Records for the exercise below:

PR #2284, opened 2025-03-19
feat: [+mode](https://vike.dev/mode)

brillout:


brillout:
Pre-released as 0.4.225-commit-b8fc36e

PR #2303, opened 2025-03-25
chore: remove vite as dependency

rtritto:
`vite` is a peer and dev dependency and can be removed from dependencies.


brillout:
https://github.com/vikejs/vike/pull/2070#issuecomment-2584209718

PR #2305, opened 2025-03-26
docs: document hono serve passed down options (vikejs/vike-server#88)

brillout:
@magne4000 Is that accurate? It's only for Hono right?


brillout:
I went ahead and merged, but let me know if it isn't accurate.

magne4000:
It's for all servers now

PR #2310, opened 2025-03-27
docs: add example of real application using Vike + SST and Hono

sbaidon:
## Overview

Added an example of a real app using Vike with SSR Streaming + SST + Hono

You can access the app at https://rentvsbuy.io/

I am happy to also create a dedicated starter template repository, would be good for someone to give my repo a quick look to make sure I am not doing anything too egregious


brillout:
:+1: Yea I think a minimal example would also be great.

PR #2313, opened 2025-03-27
chore: migrate to express 5 and use devDependencies

vanvuongngo:
- to increase the security
- reduce development dependencies in production


brillout:
Also, the CI is red, let's make it green.

brillout:
Another thing: `vike` isn't a dev dependency, it's a prod dependency for SSR apps.

brillout:
Seeing that:
image

This should be reverted.

brillout:
Let's close this PR in favor of separate PRs for each change:
 - One minimal PR for Express.js
 - Another one for devDependencies
 - ... more welcome

vanvuongngo:
> > app.get(['/', '/about', '/star-wars']
> 
> I don't think it's worth it: I understand it reduces the penetration surface, but only minimally so. The DX degradation, on the other hand, is significant.
> 
> Let's revert that and then merge.
> 
> Thank you for the PR 💚

Hi @brillout,

Thank you for your recview. A change is required here, as I pointed out in my discussion https://github.com/vikejs/vike/discussions/2301.
Express 5 no longer allows wildcards as a path like `app.get(‘*’)`, which reduces the DX and increases security, see Express Breaking Changes: https://expressjs.com/en/guide/migrating-5.html#path-syntax
If you can find a better approach with more DX, feel free to change this.

What is your concern about the `catalog:` workspace protocol? I have ruled this out for the boilerplates, and I don't have the time to maintain the dependency bumping effort with the current approach. The result of the current approach is that there are too many different versions of dependencies for the same package, which is difficult to maintain.

Please don't get me wrong, but the idea of a monorepo (workspace) is that you have all your packages/applications aligned and less to maintain.

brillout:
How about `app.get('/{*pages}'` ?

As for `catalog:` it's unfortunately actually more difficult to maintain for us (for many reasons).

vanvuongngo:
> How about `app.get('/{*pages}'` ?

would only work if you want to rename your routes like `/about-pages` and `/star-wars-pages`

> As for `catalog:` it's unfortunately actually more difficult to maintain for us (for many reasons).
Hm, so how do you maintain it by now? I see examples with react v18 and react v19. Do you have a migration script?

brillout:
It's just naming the wildcare and behaves like `/*`, see https://expressjs.com/en/guide/migrating-5.html#path-syntax.

I'd say let's go with `app.get('/{*vike-catch-all}'` to make it more explicit. Let's also add a comment as it's confusing for those unfamiliar with Express.js 5.

Let's first create a PR that only does the Express.js update, that's the most important for now. Let's then see if/what subsequent PR can make sense.

vanvuongngo:
> It's just naming the wildcare and behaves like `/*`, see https://expressjs.com/en/guide/migrating-5.html#path-syntax.
> 
> I'd say let's go with `app.get('/{*vike-catch-all}'` to make it more explicit. Let's also add a comment as it's confusing for those unfamiliar with Express.js 5.
> 
> Let's first create a PR that only does the Express.js update, that's the most important for now. Let's then see if/what subsequent PR can make sense.

Good catch, so the postfix is only a dummy text. I created a new PR https://github.com/vikejs/vike/pull/2317

PR #2347, opened 2025-04-05
Align right-side numbers in chip diagram

teddybradford:
Oops. I missed one of the styles in https://github.com/vikejs/vike/pull/2341


brillout:
:+1:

End of Records for the exercise.

■ What needs to be done
Among the entries above, how many lines hold the string "wildcare"? Answer with the number only.

■ Response to the exercise
2